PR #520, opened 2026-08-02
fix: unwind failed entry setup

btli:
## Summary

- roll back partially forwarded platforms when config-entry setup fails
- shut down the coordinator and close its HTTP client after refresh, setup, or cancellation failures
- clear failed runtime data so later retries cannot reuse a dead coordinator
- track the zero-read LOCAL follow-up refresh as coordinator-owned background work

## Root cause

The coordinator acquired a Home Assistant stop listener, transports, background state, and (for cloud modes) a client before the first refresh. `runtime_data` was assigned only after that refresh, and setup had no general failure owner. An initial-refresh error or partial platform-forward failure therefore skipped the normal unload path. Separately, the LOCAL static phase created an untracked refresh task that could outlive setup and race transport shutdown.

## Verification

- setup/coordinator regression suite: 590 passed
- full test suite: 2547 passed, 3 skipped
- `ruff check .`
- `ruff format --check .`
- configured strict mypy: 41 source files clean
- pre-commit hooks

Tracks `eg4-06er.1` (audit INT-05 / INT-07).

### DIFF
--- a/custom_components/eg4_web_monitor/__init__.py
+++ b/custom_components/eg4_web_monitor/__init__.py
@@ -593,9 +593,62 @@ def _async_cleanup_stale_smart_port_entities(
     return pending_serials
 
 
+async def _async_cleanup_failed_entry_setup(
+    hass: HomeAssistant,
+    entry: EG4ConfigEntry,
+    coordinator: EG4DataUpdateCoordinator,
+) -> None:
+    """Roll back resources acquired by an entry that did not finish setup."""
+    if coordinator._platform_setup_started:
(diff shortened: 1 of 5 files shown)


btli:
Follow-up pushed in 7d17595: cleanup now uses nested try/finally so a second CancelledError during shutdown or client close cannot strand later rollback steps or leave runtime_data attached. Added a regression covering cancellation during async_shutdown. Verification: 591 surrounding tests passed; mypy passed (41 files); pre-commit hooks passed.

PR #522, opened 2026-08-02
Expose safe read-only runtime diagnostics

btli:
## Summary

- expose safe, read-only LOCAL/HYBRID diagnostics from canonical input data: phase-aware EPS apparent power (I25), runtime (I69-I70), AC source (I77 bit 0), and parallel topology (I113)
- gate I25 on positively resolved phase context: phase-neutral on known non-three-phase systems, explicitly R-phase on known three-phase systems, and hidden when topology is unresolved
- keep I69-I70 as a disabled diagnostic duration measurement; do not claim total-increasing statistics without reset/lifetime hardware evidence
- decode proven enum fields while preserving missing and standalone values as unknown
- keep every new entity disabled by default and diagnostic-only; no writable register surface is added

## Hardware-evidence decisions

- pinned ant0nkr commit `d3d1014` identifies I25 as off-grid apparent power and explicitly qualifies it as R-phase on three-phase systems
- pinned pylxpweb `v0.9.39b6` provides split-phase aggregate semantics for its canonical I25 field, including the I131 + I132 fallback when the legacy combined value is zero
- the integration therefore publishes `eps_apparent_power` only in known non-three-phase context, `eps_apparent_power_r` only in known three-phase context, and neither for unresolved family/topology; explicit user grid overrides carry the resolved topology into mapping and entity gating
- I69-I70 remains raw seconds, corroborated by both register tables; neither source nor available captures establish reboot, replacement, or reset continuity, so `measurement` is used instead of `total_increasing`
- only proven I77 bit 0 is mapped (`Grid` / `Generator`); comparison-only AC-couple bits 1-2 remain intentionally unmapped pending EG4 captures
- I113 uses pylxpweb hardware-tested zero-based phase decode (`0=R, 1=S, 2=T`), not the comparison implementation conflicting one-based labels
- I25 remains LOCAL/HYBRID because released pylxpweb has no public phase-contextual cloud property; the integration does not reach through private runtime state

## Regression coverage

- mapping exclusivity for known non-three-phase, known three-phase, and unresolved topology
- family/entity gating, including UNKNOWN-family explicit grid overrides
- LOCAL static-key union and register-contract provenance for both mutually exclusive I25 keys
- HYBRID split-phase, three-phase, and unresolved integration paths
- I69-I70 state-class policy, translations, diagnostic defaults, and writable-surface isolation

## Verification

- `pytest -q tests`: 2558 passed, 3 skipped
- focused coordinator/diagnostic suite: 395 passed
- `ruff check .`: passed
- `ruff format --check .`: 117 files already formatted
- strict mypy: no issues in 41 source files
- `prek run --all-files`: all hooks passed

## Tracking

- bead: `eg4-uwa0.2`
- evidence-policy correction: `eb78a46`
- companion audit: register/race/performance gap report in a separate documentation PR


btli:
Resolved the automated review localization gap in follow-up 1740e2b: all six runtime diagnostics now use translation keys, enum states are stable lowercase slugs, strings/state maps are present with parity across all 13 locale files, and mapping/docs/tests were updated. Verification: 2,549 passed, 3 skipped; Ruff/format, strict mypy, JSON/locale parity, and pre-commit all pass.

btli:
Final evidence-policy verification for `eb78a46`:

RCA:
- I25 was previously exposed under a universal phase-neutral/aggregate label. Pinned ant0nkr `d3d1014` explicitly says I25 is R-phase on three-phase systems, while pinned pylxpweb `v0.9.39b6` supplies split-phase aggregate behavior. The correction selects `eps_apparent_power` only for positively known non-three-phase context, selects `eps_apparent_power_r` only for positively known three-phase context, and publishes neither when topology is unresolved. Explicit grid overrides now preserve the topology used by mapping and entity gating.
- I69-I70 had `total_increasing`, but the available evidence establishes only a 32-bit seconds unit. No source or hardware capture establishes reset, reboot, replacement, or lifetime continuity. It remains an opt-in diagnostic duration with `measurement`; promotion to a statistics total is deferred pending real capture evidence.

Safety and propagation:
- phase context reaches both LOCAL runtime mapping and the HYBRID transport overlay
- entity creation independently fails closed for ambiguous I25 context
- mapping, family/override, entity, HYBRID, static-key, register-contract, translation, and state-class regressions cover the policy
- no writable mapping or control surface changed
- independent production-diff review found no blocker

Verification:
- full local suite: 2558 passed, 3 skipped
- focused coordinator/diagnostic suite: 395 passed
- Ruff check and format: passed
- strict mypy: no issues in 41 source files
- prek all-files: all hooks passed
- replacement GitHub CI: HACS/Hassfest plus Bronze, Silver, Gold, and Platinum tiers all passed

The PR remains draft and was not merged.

----------

WORK TO COMPLETE: Scan the material for the string "captures". Copy each line where it appears.

SOLUTION:
- I69-I70 remains raw seconds, corroborated by both register tables; neither source nor available captures establish reboot, replacement, or reset continuity, so `measurement` is used instead of `total_increasing`
- only proven I77 bit 0 is mapped (`Grid` / `Generator`); comparison-only AC-couple bits 1-2 remain intentionally unmapped pending EG4 captures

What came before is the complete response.